====== The data
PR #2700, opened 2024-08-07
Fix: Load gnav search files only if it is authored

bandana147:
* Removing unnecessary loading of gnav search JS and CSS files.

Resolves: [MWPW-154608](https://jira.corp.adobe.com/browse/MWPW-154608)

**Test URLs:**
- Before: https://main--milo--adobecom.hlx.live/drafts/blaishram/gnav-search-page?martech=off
============
** Task item **
Tell how many lines above hold "https", nothing more.

** Reply **
2